I'd like an exact copy of every line from the start of the entries below through the line containing "-497,9 +497,10 @@", please.
*** Records shown
PR #1417, opened 2018-08-13
Tweak to allow users to delete failed samples

jshoe:
- This is a tweak that Product's been asking for for awhile. Allowing users to delete failed samples (same as when they can delete right after uploading for a short bit).
- A lot of users ask for this when they upload like an incorrect file and then try to upload again but run into the name conflict. Probably cleaner for their project view too to not have the failed samples.
- The trade off is that the failed run info will also go away. I'm thinking this is OK b/c usually users will delete for minor things like uploading with the wrong name or uploading an index file. We can discourage people from using it if they end up using it too much.

### DIFF
--- a/app/controllers/samples_controller.rb
+++ b/app/controllers/samples_controller.rb
@@ -497,9 +497,10 @@ class SamplesController < ApplicationController
   def destroy
     # Will also delete from job_stats, ercc_counts, backgrounds_pipeline_runs, pipeline_runs, input_files, and backgrounds_samples
     deletable = @sample.deletable?(current_user)
-    @sample.destroy if deletable
+    success = false
+    success = @sample.destroy if deletable
     respond_to do |format|
-      if deletable
+      if deletable && success
         format.html { redirect_to samples_url, notice: 'Sample was successfully destroyed.' }
         format.json { head :no_content }
       else
--- a/app/controllers/samples_controller.rb
+++ b/app/controllers/samples_controller.rb
@@ -496,8 +496,12 @@ class SamplesController < ApplicationController
   # DELETE /samples/1.json
   def destroy
     # Will also delete from job_stats, ercc_counts, backgrounds_pipeline_runs, pipeline_runs, input_files, and backgrounds_samples
+    # Current job_status values look like "1.Host Filtering-FAILED" or "2.GSNAPL/RAPSEARCH alignment-FAILED"
+    # Allow deletion if pipeline runs are empty or the latest run failed, and the sample belongs to you, or you're an admin.
+    deletable = ((@sample.pipeline_runs.empty? || @sample.pipeline_runs[0].job_status.include?("FAILED")) && @sample.user_id == current_user.id) || current_user.admin?
+    @sample.destroy if deletable
     respond_to do |format|
-      if @sample.destroy
+      if deletable
         format.html { redirect_to samples_url, notice: 'Sample was successfully destroyed.' }
         format.json { head :no_content }
       else
--- a/app/controllers/samples_controller.rb
+++ b/app/controllers/samples_controller.rb
@@ -495,15 +495,14 @@ class SamplesController < ApplicationController
   # DELETE /samples/1
   # DELETE /samples/1.json
   def destroy
-    deletable = @sample.pipeline_runs.empty?
-    @sample.destroy if deletable
+    # Will also delete from job_stats, ercc_counts, backgrounds_pipeline_runs, pipeline_runs, input_files, and backgrounds_samples
     respond_to do |format|
-      if deletable
+      if @sample.destroy
         format.html { redirect_to samples_url, notice: 'Sample was successfully destroyed.' }
         format.json { head :no_content }
       else
         format.html { render :edit }
-        format.json { render json: { message: 'Cannot delete this sample' }, status: :unprocessable_entity }
+        format.json { render json: { message: 'Cannot delete this sample. Something went wrong.' }, status: :unprocessable_entity }
       end
     end
   end
--- a/app/controllers/samples_controller.rb
+++ b/app/controllers/samples_controller.rb
@@ -500,7 +500,7 @@ class SamplesController < ApplicationController
     success = false
     success = @sample.destroy if deletable
     respond_to do |format|
-      if deletable && success
+      if success
         format.html { redirect_to samples_url, notice: 'Sample was successfully destroyed.' }
         format.json { head :no_content }
       else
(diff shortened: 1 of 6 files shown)


jshoe:
👍

cdebourcy:
@eggerdesigns thoughts?

tfrcarvalho:
In general, with respect to data privacy, users should be able to delete data if they change their minds about sharing. In this case, I do not know if we have a clear message that they will not be able to do this.

app/controllers/samples_controller.rb
```diff
@@ -495,15 +495,14 @@ def update
   # DELETE /samples/1
   # DELETE /samples/1.json
   def destroy
-    deletable = @sample.pipeline_runs.empty?
```
cdebourcy: I think there should still be a guard here, only a different one -- i.e. check if the pipeline_run is indeed failed. Probably not enough to have the condition only shallowly in the frontend

jshoe: good idea

jshoe:
Ready for another pass

app/controllers/samples_controller.rb
```diff
@@ -495,15 +495,18 @@ def update
...
+    # Will also delete from job_stats, ercc_counts, backgrounds_pipeline_runs, pipeline_runs, input_files, and backgrounds_samples
+    # Current job_status values look like "1.Host Filtering-FAILED" or "2.GSNAPL/RAPSEARCH alignment-FAILED"
+    # Allow deletion if pipeline runs are empty or the latest run failed, and the sample belongs to you, or you're an admin.
+    deletable = ((@sample.pipeline_runs.empty? || @sample.pipeline_runs[0].job_status.include?("FAILED")) && @sample.user_id == current_user.id) || current_user.admin?
```
cdebourcy: What if postprocessing failed but the report is ready?
This is probably complex enough to warrant its own function like https://github.com/chanzuckerberg/idseq-web/blob/master/app/models/sample.rb#L381

jshoe: Hm, ok

app/models/sample.rb
```diff
@@ -387,6 +387,21 @@ def self.editable(user)
     end
   end
 
+  def deletable?(user)
+    if user.admin?
+      return true
+    elsif user_id == user.id
+      # Sample belongs to the user
+      if pipeline_runs.empty? ||
+         (pipeline_runs[0].job_status.include?("Filtering-FAILED") || pipeline_runs[0].job_status.include?("alignment-FAILED"))
```
cdebourcy: is there a way to avoid hard-coding this? How about checking the status of the output_states

cdebourcy: You can use REPORT_READY_OUTPUT to check whether the failure should allow the sample to be deletable or not

app/controllers/samples_controller.rb
```diff
@@ -495,15 +495,16 @@ def update
   # DELETE /samples/1
   # DELETE /samples/1.json
   def destroy
-    deletable = @sample.pipeline_runs.empty?
+    # Will also delete from job_stats, ercc_counts, backgrounds_pipeline_runs, pipeline_runs, input_files, and backgrounds_samples
+    deletable = @sample.deletable?(current_user)
     @sample.destroy if deletable
     respond_to do |format|
       if deletable
```
cdebourcy: the `if` also needs to include whether the destroy actually succeeded, no?

app/models/pipeline_run.rb
```diff
@@ -252,6 +252,11 @@ def report_ready?
     output_states.find_by(output: REPORT_READY_OUTPUT).state == STATUS_LOADED
   end
 
+  def report_failed?
+    # If the report ready output was marked as STATUS_FAILED
+    output_states.find_by(output: REPORT_READY_OUTPUT).state == STATUS_FAILED
```
cdebourcy: Thanks for adding the check :) FYI I don’t think the way it is written right now would give the correct behavior when host filtering fails. The host-filtering output_state would be failed, but the report-ready output_state would still be unknown

jshoe: Thanks, defined some constants for clarity

app/models/pipeline_run.rb
```diff
@@ -82,7 +82,10 @@ class PipelineRun < ApplicationRecord
                         "taxon_byteranges" => "db_load_byteranges" }.freeze
   # Note: reads_before_priceseqfilter, reads_after_priceseqfilter, reads_after_cdhitdup
   #       are the only "job_stats" we actually need for web display.
-  REPORT_READY_OUTPUT = "taxon_counts".freeze
+  HOST_FILTERING_OUTPUT = "ercc_counts".freeze
+  ALIGNMENT_OUTPUT = "taxon_counts".freeze
```
cdebourcy: nit: the philosophy of result_monitor / output_states is that they are in principle decoupled from the run_stages / pipeline_monitor. So you could have multiple outputs per stage in the future. So more appropriate names for the constants would be: ERCC_OUTPUT, TAXON_COUNT_OUTPUT, TAXON_BYTERANGE_OUTPUT. But otherwise looks more or less good to go

app/models/pipeline_run.rb
```diff
@@ -252,6 +255,15 @@ def report_ready?
     output_states.find_by(output: REPORT_READY_OUTPUT).state == STATUS_LOADED
   end
 
+  def report_failed?
+    # The report failed if host filtering or alignment failed.
+    host_filtering_status = output_states.find_by(output: HOST_FILTERING_OUTPUT).state
+    alignment_status = output_states.find_by(output: ALIGNMENT_OUTPUT).state
+    if host_filtering_status == STATUS_FAILED || alignment_status == STATUS_FAILED
```
cdebourcy: nit: just return `host_filtering_status == STATUS_FAILED || alignment_status == STATUS_FAILED`?

jshoe: changed, thnx

app/controllers/samples_controller.rb
```diff
@@ -495,15 +495,17 @@ def update
...
   def destroy
-    deletable = @sample.pipeline_runs.empty?
-    @sample.destroy if deletable
+    # Will also delete from job_stats, ercc_counts, backgrounds_pipeline_runs, pipeline_runs, input_files, and backgrounds_samples
+    deletable = @sample.deletable?(current_user)
+    success = false
+    success = @sample.destroy if deletable
     respond_to do |format|
-      if deletable
+      if deletable && success
```
yunfangjuan: just if success should suffice?

app/models/sample.rb
```diff
@@ -387,6 +387,16 @@ def self.editable(user)
     end
   end
 
+  def deletable?(user)
+    if user.admin?
+      true
+    elsif user_id == user.id
+      # Sample belongs to the user
+      # Allow deletion if no pipeline runs, or report failed.
+      pipeline_runs.empty? || pipeline_runs[0].report_failed?
```
yunfangjuan: loop through the pipeline_runs and get the pipeline_runs that didn't fail and make sure it's not empty?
******
## Response for this exercise
PR #1417, opened 2018-08-13
Tweak to allow users to delete failed samples

jshoe:
- This is a tweak that Product's been asking for for awhile. Allowing users to delete failed samples (same as when they can delete right after uploading for a short bit).
- A lot of users ask for this when they upload like an incorrect file and then try to upload again but run into the name conflict. Probably cleaner for their project view too to not have the failed samples.
- The trade off is that the failed run info will also go away. I'm thinking this is OK b/c usually users will delete for minor things like uploading with the wrong name or uploading an index file. We can discourage people from using it if they end up using it too much.

### DIFF
--- a/app/controllers/samples_controller.rb
+++ b/app/controllers/samples_controller.rb
@@ -497,9 +497,10 @@ class SamplesController < ApplicationController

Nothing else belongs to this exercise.